YOUR OBJECTIVE: Reproduce the data in full, exactly as it appears.

[Saved entries]
++++++

PR #426, opened 2021-06-14
Alt binomial

tnowotny:
The ```binomialInverseCDF``` is failing for large n, observed for instance, at n=5e8 with p approximately 1e-3. Here I suggest an alternative direct calculation of an inverse binomial CDF that appears to hold up longer and seems to give values similar to those provided by SciPy with different methods (only a spot test).
Probably we don't want to merge it like this but change the code that is using ```binomialInverseCDF``` to use the new function ``` directBinomialInverseCDF```. Feel free to push appropriate changes into this branch before merging.

### DIFF
--- a/include/genn/genn/initSparseConnectivitySnippet.h
+++ b/include/genn/genn/initSparseConnectivitySnippet.h
@@ -375,7 +375,7 @@ public:
     SET_CALC_MAX_ROW_LENGTH_FUNC(
         [](unsigned int numPre, unsigned int numPost, const std::vector<double> &pars)
         {
-            // Calculate suitable quantile for 0.9999 change when drawing numPre times
+            // Calculate suitable quantile for 0.9999 chance when drawing numPre times
             const double quantile = pow(0.9999, 1.0 / (double)numPre);
 
             // In each column the number of connections that end up in a row are distributed
--- a/src/genn/genn/binomial.cc
+++ b/src/genn/genn/binomial.cc
@@ -124,7 +124,9 @@ unsigned int binomialInverseCDF(double cdf, unsigned int n, double p)
 }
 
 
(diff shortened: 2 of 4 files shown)


tnowotny:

++++++

EXPECTED ANSWER:
PR #426, opened 2021-06-14
Alt binomial

tnowotny:
The ```binomialInverseCDF``` is failing for large n, observed for instance, at n=5e8 with p approximately 1e-3. Here I suggest an alternative direct calculation of an inverse binomial CDF that appears to hold up longer and seems to give values similar to those provided by SciPy with different methods (only a spot test).
Probably we don't want to merge it like this but change the code that is using ```binomialInverseCDF``` to use the new function ``` directBinomialInverseCDF```. Feel free to push appropriate changes into this branch before merging.

### DIFF
--- a/include/genn/genn/initSparseConnectivitySnippet.h
+++ b/include/genn/genn/initSparseConnectivitySnippet.h
@@ -375,7 +375,7 @@ public:
     SET_CALC_MAX_ROW_LENGTH_FUNC(
         [](unsigned int numPre, unsigned int numPost, const std::vector<double> &pars)
         {
-            // Calculate suitable quantile for 0.9999 change when drawing numPre times
+            // Calculate suitable quantile for 0.9999 chance when drawing numPre times
             const double quantile = pow(0.9999, 1.0 / (double)numPre);
 
             // In each column the number of connections that end up in a row are distributed
--- a/src/genn/genn/binomial.cc
+++ b/src/genn/genn/binomial.cc
@@ -124,7 +124,9 @@ unsigned int binomialInverseCDF(double cdf, unsigned int n, double p)
 }
 
 
(diff shortened: 2 of 4 files shown)


tnowotny:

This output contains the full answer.